==== Data for review ====
Issue #4855, opened 2026-04-22
Support KRIs on policy routes


schogges:
### Description

In order to properly link from the generic resources listings we need support for KRIs in the policy routes (i.e. MeshCircuitBreaker). In the generic resources we completely rely on KRIs and for policy resources we currently can't use the information in the respective KRI.

schogges:
I'm going to create follow-up issue(s) for using KRI protocol strings instead of vue-router objects.

PR #4894, opened 2026-04-29
feat(policies): support KRIs

schogges:
Finalizes the support of KRIs in policy detail view and adds some tests.

> [!WARNING]
> This covers a lot of code that hasn't been touched for years and I'm putting a lot of trust in our tests. Please make sure to give a good review and click through yourself.

Part of https://github.com/kumahq/kuma-gui/issues/4855

### DIFF
--- a/packages/kuma-gui/features/application/Titles.feature
+++ b/packages/kuma-gui/features/application/Titles.feature
@@ -37,7 +37,7 @@ Feature: application / titles
       | /meshes/default/data-planes                                                                                           | Data plane proxies        |
       | /meshes/default/data-planes/kri_dp_default___data-plane-name_/overview                                                | data-plane-name           |
       | /meshes/default/policies/circuit-breakers                                                                             | Policies                  |
-      | /meshes/default/policies/circuit-breakers/kri_~circuit-breakers_default___program-0_/overview                         | program-0                 |
+      | /meshes/default/policies/circuit-breakers/kri_~circuitbreaker_default___program-0_/overview                           | program-0                 |
       | /meshes/default/resources/meshfaultinjections                                                                         | Resources                 |
       | /meshes/default/resources/meshfaultinjections/kri_mfi_default_adviser_kuma-system_pension-0-959cb35ab-xtzqf_/overview | pension-0-959cb35ab-xtzqf |
       | /meshes/default/workloads                                                                                             | Workloads                 |
--- a/packages/kuma-gui/features/application/Titles.feature
+++ b/packages/kuma-gui/features/application/Titles.feature
@@ -37,7 +37,7 @@ Feature: application / titles
       | /meshes/default/data-planes                                                                                           | Data plane proxies        |
       | /meshes/default/data-planes/kri_dp_default___data-plane-name_/overview                                                | data-plane-name           |
       | /meshes/default/policies/circuit-breakers                                                                             | Policies                  |
-      | /meshes/default/policies/circuit-breakers/program-0/overview                                                          | program-0                 |
+      | /meshes/default/policies/circuit-breakers/kri_~circuit-breakers_default___program-0_/overview                         | program-0                 |
       | /meshes/default/resources/meshfaultinjections                                                                         | Resources                 |
       | /meshes/default/resources/meshfaultinjections/kri_mfi_default_adviser_kuma-system_pension-0-959cb35ab-xtzqf_/overview | pension-0-959cb35ab-xtzqf |
       | /meshes/default/workloads                                                                                             | Workloads                 |
--- a/packages/kuma-gui/features/mesh/policies/Index.feature
+++ b/packages/kuma-gui/features/mesh/policies/Index.feature
@@ -118,7 +118,7 @@ Feature: mesh / policies / index
     Then the "$item:nth-child(1) td:nth-child(2)" element contains "fake-cb-1"
     When I click the "$action-group" element
     And I click the "$view" element
-    Then the URL contains "circuit-breakers/fake-cb-1/overview"
+    Then the URL contains "circuit-breakers/kri_~circuitbreaker_default___fake-cb-1_/overview"
     And the "$detail-view" element contains "fake-cb-1"
     When I click the "$breadcrumbs > .breadcrumbs-item-container:nth-child(3) > a" element
     Then the "$item" element exists 2 times
--- a/packages/kuma-gui/src/app/gateways/sources.ts
+++ b/packages/kuma-gui/src/app/gateways/sources.ts
@@ -1,11 +1,11 @@
 import createClient from 'openapi-fetch'
 
 import { MeshGateway } from './data'
-import { useFetch } from '../kuma'
+import { useDataSource } from '../kuma'
 import type { DataSourceResponse } from '@/app/application'
 import { defineSources } from '@/app/application'
 import type KumaApi from '@/app/kuma/services/kuma-api/KumaApi'
-import type { KumaResourceTypeDescriptorCollection } from '@/app/resources/data'
+import type { ResourceTypeDescriptorCollection } from '@/app/resources/data'
 import { Rule } from '@/app/rules/data'
 import type { PaginatedApiListResponse as CollectionResponse } from '@/types/api.d'
 import type { paths } from '@kumahq/kuma-http-api'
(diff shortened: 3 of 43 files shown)


packages/kuma-gui/src/types/index.d.ts
```diff
@@ -390,6 +390,7 @@ export interface Meta<Type extends string = string> {
   type: Type
   mesh: string
   name: string
+  kri?: string
```
schogges, line 394: This is a little confusing. We are sharing this type with mocks `satisfies` in `kuma-http-api` and in the app. The weird thing about it is that I have to set this to optional here, because we need to support both legacy/old and new policies. In the data-layer we want to enforce the `kri` to be set, so we can rely on it in the view, but in the mocks we don't want to set it for legacy/old policies (just like the real API behaves).

packages/kuma-gui/src/app/policies/sources.ts
```diff
@@ -50,45 +50,66 @@ export const sources = (api: KumaApi) => {
...
-          path: {
-            mesh,
-            name,
+    '/policy-path/:path/policy/:kri/as/kubernetes': async (params) => {
+      const { path, kri } = params
+      const { shortName, mesh, name } = Kri.fromString(kri)
+
+      let response
+
+      if(shortName.startsWith('~')) {
```
schogges, line 86: This is the forking of wether we want to fetch a legacy/old policy that can't resolve a KRI or a new one. KRIs that are generated in the data-layer use a prefix `~` on the `shortName`.

schogges:
Similar to hostname-generators I'll do the linking via kri protocol separately. This is only doing the routing and fetching via KRI.

packages/kuma-gui/features/application/Titles.feature
```diff
@@ -37,7 +37,7 @@ Feature: application / titles
       | /meshes/default/data-planes                                                                                           | Data plane proxies        |
       | /meshes/default/data-planes/data-plane-name/overview                                                                  | data-plane-name           |
       | /meshes/default/policies/circuit-breakers                                                                             | Policies                  |
-      | /meshes/default/policies/circuit-breakers/program-0/overview                                                          | program-0                 |
+      | /meshes/default/policies/circuit-breakers/kri_~circuit-breakers_default___program-0_/overview                         | program-0                 |
```
johncowen: I saw that our GUI shortnames are the `type.toLowerCase()` wouldn't this mean that the CircuitBreaker shortname would be `~circuitbreaker`?

Maybe I misunderstood, but gonna fire this comment off while I keep looking at the rest of the code

packages/kuma-gui/features/mesh/policies/Index.feature
```diff
@@ -118,7 +118,7 @@ Feature: mesh / policies / index
     Then the "$item:nth-child(1) td:nth-child(2)" element contains "fake-cb-1"
     When I click the "$action-group" element
     And I click the "$view" element
-    Then the URL contains "circuit-breakers/fake-cb-1/overview"
+    Then the URL contains "circuit-breakers/kri_~circuitbreaker_default___fake-cb-1_/overview"
```
johncowen, line 121: Here we go this KRI shortName looks correct

packages/kuma-gui/src/app/rules/data/Origin.ts
```diff
@@ -20,6 +21,7 @@ export const Origin = {
       mesh,
       name,
       labels,
+      kri: 'kri' in origin ? String(origin.kri) : Kri.toString({ shortName: `~${type.toLowerCase()}`, mesh, name }),
```
johncowen: Self-note: double check this

packages/kuma-gui/src/types/index.d.ts
johncowen: Do you know specifically where we use this in the mocks? Seeing as these are our handwritten types (not OpenAPI ones) its almost pointless using them in the mocks. We could maybe remove/replace the usage in the mocks and possibly make this easier to work with.

packages/kuma-gui/src/app/rules/data/Origin.ts
johncowen: K after double checking, I'm not sure on a few things here:

- It looks like the type here can be things like a `Dataplane` which wouldn't require a `~`
- Do we even use these in URLs anywhere. Guessing this might be just "lets make sure everything has a KRI" and maybe it not addeed to a URL anywhere? lmk!

johncowen (commented):
Looks good! I left a couple of tiny notes, and possibly an important (or not at all) question

packages/kuma-gui/features/application/Titles.feature
schogges: Oh yes, you are right. I was thinking of the `paths` in `_resources`

packages/kuma-gui/src/app/rules/data/Origin.ts
schogges: Need to check on this.

schogges: I've checked again and `origin.kri` would be used for `policy-detail-view`s and `data-plane-policy-summary-view`. The latter is part of the legacy dataplanes policies rule list.

johncowen: I'm just trying to figure this out, maybe I'm wrong but does the `.origin` ever have a `.kri` from the backend?

johncowen: FYI: I'm just waiting on more info from backend here, this bit could be pretty consequential

packages/kuma-gui/src/types/index.d.ts
schogges: Yeah, definitely 👍 I'd like to try and remove these hand-written types and replace them with OAS. Potentially adding some overlays.

packages/kuma-gui/src/app/rules/data/Origin.ts
johncowen: https://github.com/kumahq/kuma/issues/17140

So this PR would probably be blocked on that ^ that I just made. Wondering if we can do something in the meantime so we can get this PR in 🤔

packages/kuma-gui/src/types/index.d.ts
johncowen: Ok cool, I did a quick search in the mocks for `types/` and found the ones using the handwritten types.

Lets replace these with OpenAPI ones in a follow up PR

packages/kuma-gui/src/app/rules/data/Origin.ts
johncowen: > sync: We are gonna make own KRI here in the meantime. So we'll need to fetch `_resources` and map the `Type` > `shortName` and then make the KRI with that. If we map and it comes back empty that means its an old style policy and needs the `~`

Once backend implement `origin` KRIs we can then remove this.

packages/kuma-gui/src/app/gateways/sources.ts
```diff
@@ -73,6 +75,8 @@ export const sources = (api: KumaApi) => {
     },
 
     '/meshes/:mesh/mesh-gateways/:name/rules': async (params) => {
+      const fetch = useFetch()
+      const resources = await fetch<KumaResourceTypeDescriptorCollection>('/resource-type-descriptors')
```
johncowen: We just figured that this should use our type rather than the backend type

packages/kuma-gui/src/app/policies/data/Policy.ts
```diff
@@ -26,7 +27,7 @@ export const Policy = {
 
     return {
       ...item,
-      kri: 'kri' in item ? item.kri ?? '' : '',
+      kri: 'kri' in item && typeof item.kri === 'string' ? item.kri : Kri.toString({ shortName: `~${item.type.toLowerCase()}`, mesh, zone, namespace, name: id }),
```
johncowen, line 30: Ah here (see https://github.com/kumahq/kuma-gui/pull/5105/changes#r3550839952)

🤔

packages/kuma-gui/src/app/rules/data/Origin.ts
schogges: Done via https://github.com/kumahq/kuma-gui/pull/4894/commits/4efca38a2f9a9e262ed1d6bb44f58212a2fe4e57

johncowen: I took a quick look, remember we said we'd not use the word `fetch` for the token/hook. I left an inline comment to explain a bit better.

schogges: The token/hook is already renamed to `dataSource` and `useDataSource`

packages/kuma-gui/src/app/rules/sources.ts
```diff
@@ -14,6 +16,8 @@ export const sources = (api: KumaApi) => {
   })
   return defineSources({
     '/meshes/:mesh/rules/for/:dataplane': async (params) => {
+      const fetch = useDataSource()
```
====
→ What to produce
Quote the records above from their first line through the line containing "### Description", both ends included.

→ Response below
Issue #4855, opened 2026-04-22
Support KRIs on policy routes


schogges:
### Description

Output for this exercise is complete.